Software & Data Management
Bundled analytical software includes real-time pattern acquisition, automatic peak detection, database matching against ICDD PDF-4+ (2023 edition), and full-profile Rietveld refinement using TOPAS Academic engine. All processing workflows—phase identification, quantitative phase analysis (QPA), crystallite size/strain estimation, and lattice parameter extraction—are scriptable and exportable in ASTM E1361-compliant formats. Raw data files retain full detector frame metadata (exposure time, voltage, current, temperature), enabling retrospective reprocessing and inter-instrument comparability. Data security is enforced via local storage only; no cloud transmission occurs unless explicitly configured by the user. Export options include PDF reports with embedded spectra, CIF file generation, and batch processing for multi-sample screening.
Applications
- Forensic Science: On-scene identification of illicit drugs (e.g., heroin hydrochloride), explosives residues, toxicants (e.g., potassium cyanide), and trace minerals in soil, paper, or paint—supporting criminal investigations under ISO 17025-accredited methodologies.
- Cultural Heritage: In situ phase analysis of corrosion products on bronze/iron artifacts, pigment identification in mural plasters, and provenance determination of ceramic bodies and geological pigments—without sampling or transport.

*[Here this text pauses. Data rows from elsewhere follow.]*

PR #7191, opened 2021-03-30
SONiC Yang model support for LLDP

sandeep-kulambi:
#### What I did 
Created SONiC Yang model for LLDP

#### How I did it
Added LLDP and LLDP_PORT tables for global and port level configurations

#### How to verify it
Compile sonic_yang_mgmt-1.0-py3-none-any.whl
tests/libyang-python-tests/test_sonic_yang.py - test_xlate_rev_xlate fails as the output generated in revXlateConfig.json has one of the field values "True" instead of "true" which causes failure in comparison.

PR #8120, opened 2021-07-07
SONiC Yang model support for LLDP

ph408077:
What I did
Created SONiC Yang model for LLDP

How I did it
Added LLDP and LLDP_PORT tables for global and port level configurations

How to verify it
Compile sonic_yang_mgmt-1.0-py3-none-any.whl

### DIFF
--- a/src/sonic-yang-models/tests/files/sample_config_db.json
+++ b/src/sonic-yang-models/tests/files/sample_config_db.json
@@ -924,6 +924,24 @@
                 "trap_ids": "ip2me",
                 "trap_group": "queue1_group1"
             }
+        },
+        "LLDP": {
+            "GLOBAL": {
+                "mode": "TRANSMIT",
+                "enabled": "true",
+                "hello_time": "12",
+                "multiplier": "5",
+                "supp_mgmt_address_tlv": "true",
+                "supp_system_capabilities_tlv": "false",
+                "system_name": "sonic",
+                "system_description": "sonic-system"
+            }
+        },
+        "LLDP_PORT": {
+            "Ethernet0": {
+                "mode": "TRANSMIT",
+                "enabled": "true"
+            }
         }
     },
 
--- a/src/sonic-yang-models/yang-models/sonic-lldp.yang
+++ b/src/sonic-yang-models/yang-models/sonic-lldp.yang
@@ -1,0 +1,154 @@
+module sonic-lldp {
+    namespace "http://github.com/Azure/sonic-lldp";
+    prefix slldp;
+    yang-version 1.1;
+
+    import sonic-port {
+        prefix prt;
+    }
+
+    import sonic-extension {
+        prefix sonic-ext;
+    }
+
+    organization
+        "SONiC";
+
+    contact
+        "SONiC";
+
+    description
+        "SONiC LLDP yang model";
+
+    revision 2020-04-16 {
+        description
+            "Initial revision.";
+    }
+
+    grouping lldp_mode_config {
+        leaf enabled {
+            type boolean;
+            description
+                "Enable/Disable LLDP";
+        }
+
+        leaf mode {
+            type enumeration {
+                enum RECEIVE;
+                enum TRANSMIT;
+            }
+
+            description
+                "RX/TX mode for LLDP frames";
+        }
+    }
+
+    container sonic-lldp {
+        container LLDP {
+            container GLOBAL {
+
+                leaf hello_time {
+                    type uint8 {
+                        range "5..254" {
+                            error-message "Invalid hello timer value.";
+                        }
+                    }
+                    default 30;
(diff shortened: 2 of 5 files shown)


anshuv-mfst:
Hi @venkatmahalingam , @praveen-li - could you please review and approve. This is dup of #7191

src/sonic-yang-models/yang-models/sonic-lldp.yang
```diff
@@ -0,0 +1,154 @@
...
+    organization
+        "SONiC";
+
+    contact
+        "SONiC";
+
+    description
+        "SONiC LLDP yang model";
+
+    revision 2020-04-16 {
```
venkatmahalingam, line 23: Please update the date.

src/sonic-yang-models/yang-models/sonic-lldp.yang
```diff
@@ -0,0 +1,154 @@
...
+                    type enumeration {
+                        enum RECEIVE;
+                        enum TRANSMIT;
+                    }
+
+                    description
+                        "RX/TX mode for LLDP frames";
+                }
+
+                //uses lldp_mode_config;
```
venkatmahalingam, line 118: We should use the grouping, Praveen mentioned in the last meeting that only few lines are required in the infra, @praveen-li please provide the infra code for testing.

src/sonic-yang-models/yang-models/sonic-lldp.yang
```diff
@@ -0,0 +1,154 @@
...
+                }
+
+                leaf system_description {
+                    type string;
+                    description
+                        "System description";
+                }
+
+                leaf supp_mgmt_address_tlv {
+                    type boolean;
```
venkatmahalingam, line 89: no default value for this field?

src/sonic-yang-models/yang-models/sonic-lldp.yang
```diff
@@ -0,0 +1,154 @@
...
+                    default true;
+                    description
+                        "Enable/Disable LLDP";
+                }
+
+                leaf mode {
+                    type enumeration {
+                        enum RECEIVE;
+                        enum TRANSMIT;
+                    }
```
venkatmahalingam, line 112: no default value?

src/sonic-yang-models/yang-models/sonic-lldp.yang
ph408077: Done

src/sonic-yang-models/yang-models/sonic-lldp.yang
ph408077: Added default value

src/sonic-yang-models/yang-models/sonic-lldp.yang
ph408077: This is optional field, so user can set the mode to either tx-only or rx-only and 'both tx and rx' is controlled by enabled field

ph408077 (commented):
/azpw run

src/sonic-yang-models/tests/files/sample_config_db.json
```diff
@@ -924,6 +924,24 @@
                 "trap_ids": "ip2me",
                 "trap_group": "queue1_group1"
             }
+        },
+        "LLDP": {
```
praveen-li, line 928: BTW what is the source of this config?, this config is not listed on https://github.com/Azure/SONiC/wiki/Configuration.

src/sonic-yang-models/yang-models/sonic-lldp.yang
```diff
@@ -0,0 +1,155 @@
...
+
+    description
+        "SONiC LLDP yang model";
+
+    revision 2021-07-08 {
+        description
+            "Initial revision.";
+    }
+
+    grouping lldp_mode_config {
```
praveen-li, line 28: Any reason by grouping is used?

src/sonic-yang-models/tests/files/sample_config_db.json
ph408077: LLDP parameters were directly configured via lldpcli. To support north bound interfaces,these configs were added by Broadcom to configure LLDP global and per port parameters and store the same in Config DB.

src/sonic-yang-models/yang-models/sonic-lldp.yang
ph408077: Enabled and mode leaf is used in Global and per Port config. So it was grouped and used in these nodes. However usage of grouping is leading to compilation error, its commented for now. But ideally since its used in two places, grouping is defined.

ph408077:
Hi @venkatmahalingam , @praveen-li - Do you have there any further comments or questions

PR #8144, opened 2021-07-09
[gearbox] Add gbsyncd container for Credo gearbox chips

byu343:
#### Why I did it
This change is to add a gbsyncd container to accommodate the syncd process and the SAI libraries for the Credo gearbox chips.

#### How I did it
This container works similar to the existing Broadcom syncd container. Its main difference is that the SAI-related dynamic libraries are replaced by the ones for Credo gearbox chips, and the container only reacts to SAI events for the gearbox chips. The SAI libraries will be provided by the package libsai-credo_1.0_amd64.deb.

For the image build, the added container will be built and included in the Broadcom platform image, after $(LIBSAI_CREDO)_URL = is replaced to the correct value. For now, as $(LIBSAI_CREDO)_URL is empty, the container build is skipped in the image build.   

After the container is included in the image, in the runtime, the container will begin with checking the existence of /usr/share/sonic/hwsku/gearbox_config.json; if that file is not provided, the container will exit by itself. Therefore, for platforms unrelated to the Credo chips, as long as they are not providing the file, they will not be affected by this change.  

- [ ] 201811
- [ ] 201911
- [ ] 202006
- [ ] 202012
- [x] 202106


platform/broadcom/rules.dep
```diff
@@ -17,6 +17,7 @@ include $(PLATFORM_PATH)/platform-modules-brcm-xlr-gts.dep
 include $(PLATFORM_PATH)/docker-syncd-brcm.dep
 include $(PLATFORM_PATH)/docker-syncd-brcm-rpc.dep
 include $(PLATFORM_PATH)/docker-saiserver-brcm.dep
+include $(PLATFORM_PATH)/docker-gbsyncd-credo.dep
```
lguohan, line 20: credo is not specific to broadcom, i feel this docker should be a generic docker except on vs platform or we can say which platform will include this docker initially it would be on broadcom only, but this docker can be available on other platforms as well.

platform/components/docker-gbsyncd-credo/supervisord.conf.j2
```diff
@@ -0,0 +1,42 @@
...
+autostart=false
+autorestart=false
+startsecs=0
+stdout_logfile=syslog
+stderr_logfile=syslog
+dependent_startup=true
+dependent_startup_wait_for=rsyslogd:running
+
+[program:syncd]
+command=/usr/bin/syncd -s -p /etc/sai.d/pai.profile -x /usr/share/sonic/hwsku/context_config.json -g 1
```
lguohan, line 35: let's use /etc/sai.d/psai.profile as a name convention. instead of calling pai, let's call it psai

platform/components/docker-gbsyncd-credo/critical_processes.j2
```diff
@@ -0,0 +1 @@
+program:syncd
```
lguohan, line 1: I noticed that docker-gbsyncd-vs is using gbsyncdmgrd script from sonic-sairedis repo which checks if gearbox_config.json exists or not, if not exist then it will not start the syncd process.

lguohan: one question here is that how do we know the gearbox is available on this platform? for example, many broadcom platformd does not have gearbox, and therefore, there is no need to start gbsyncd docker. gbsyncdmgrd is one way to handle such issue, but a better solution might be not start the gbsyncd docker at all if gearbox is not available on this platform.

byu343: Currently, it is handled by platform/components/docker-gbsyncd-credo/docker-init.sh, for which the container exits by itself if no gearbox_config.json.

I'll check whether it can be changed to gbsyncdmgrd or not starting the container at all.

In platform/components/docker-gbsyncd-credo/docker-init.sh,
GB_CONFIG=/usr/share/sonic/hwsku/gearbox_config.json

if [ ! -f $GB_CONFIG ]; then
   exit 0
fi

byu343: To address the problem of not starting gbsyncd containers unrelated to a platform, the change "Separate gbsyncd-credo service" is committed. 

After the change, it is assumed that each gbsyncd variant has its own service and docker image. For example, for gbsyncd-credo, there are gbsyncd-credo.service and gbsyncd-credo docker; for gbsyncd-vs, there are gbsyncd-vs.service and gbsyncd-vs docker. Potentially, a new service file and docker image should be created if there is a new type of gbsyncd added in the future.

In the booting, all kinds of gbsyncd services installed will all be started, and each of them use ExecCondition=/usr/bin/gbsyncd-platform.sh to determine whether to start the corresponding docker or just skip it, by checking the file gbsyncd.ini in the device platform folder. If the result is skipping, it will leave some messages in the log, e.g.,

Jul 22 21:49:06.264558 gd270 INFO systemd[1]: Starting gbsyncd-credo service...
Jul 22 21:49:07.117152 gd270 NOTICE systemd[1]: gbsyncd-credo.service: Control process exited, code=exited, status=1/FAILURE
Jul 22 21:49:07.117328 gd270 INFO systemd[1]: gbsyncd-credo.service: Skipped due to 'exec-condition'.
Jul 22 21:49:07.118970 gd270 INFO systemd[1]: Condition check resulted in gbsyncd-credo service being skipped.

platform/components/docker-gbsyncd-credo/Dockerfile.j2
```diff
@@ -0,0 +1,40 @@
...
+## Make apt-get non-interactive
+ENV DEBIAN_FRONTEND=noninteractive
+
+RUN apt-get update
+
+RUN apt-get install -f -y iproute2 libcap2-bin libprotobuf-dev
+
+COPY \
+{% for deb in docker_gbsyncd_credo_debs.split(' ') -%}
+{% if 'libsaibcm' not in deb -%}
```
lguohan, line 15: not sure why we have saibcm here.

byu343:
The build failure is because the base version of sonic-buildimage we tested against is different. I am looking into it and will fix it ASAP.

lguohan (approved):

- Geoscience & Mining: Real-time mineralogical logging of drill cuttings, ore grade estimation (e.g., sphalerite content in zinc concentrates), and lithological discrimination in complex sedimentary sequences—enabling rapid field decisions during exploration.
- Materials R&D: Rapid pre-screening of synthetic intermediates, catalysts, and battery electrode materials—accelerating iterative synthesis cycles while maintaining analytical rigor equivalent to core facility instruments.
- Regulatory & Environmental Monitoring: Field quantification of hazardous phases such as asbestos in cosmetics, borax or talc in food matrices, and crystalline silica in ambient aerosols—supporting compliance with EPA Method IO-3.2 and EU REACH Annex XVII.
FAQ
Is the Lattice GO suitable for quantitative Rietveld analysis?
Yes—its angular accuracy (±0.01°), intensity linearity, and low-background detector performance enable robust whole-pattern fitting with uncertainties comparable to benchtop systems when calibrated using NIST SRM standards.
Can it analyze samples in air, or is vacuum/helium required?
All standard measurements are performed in ambient air. Optional He-flushed sample chamber accessories are available for enhanced low-angle sensitivity (< 5° 2θ) in specialized applications.
What sample preparation is required for forensic or archaeological specimens?
Minimal preparation: flat-surface fragments, powders, or loose granules can be loaded directly. No pressing or dilution is needed for most inorganic phases; organic-rich matrices may benefit from gentle grinding to improve particle statistics.
Does the system support third-party software integration?
Yes—raw data exports in ASCII (.xy) and binary (.raw) formats are fully compatible with GSAS-II, FullProf, MAUD, and DIFFRAC.SUITE, allowing method portability across institutional platforms.
How is calibration maintained during extended field deployment?
The goniometer and detector are factory-aligned and thermally stabilized. A built-in corundum (NIST 1976) reference scan is included for periodic verification; no user-accessible mechanical adjustments are required between calibrations.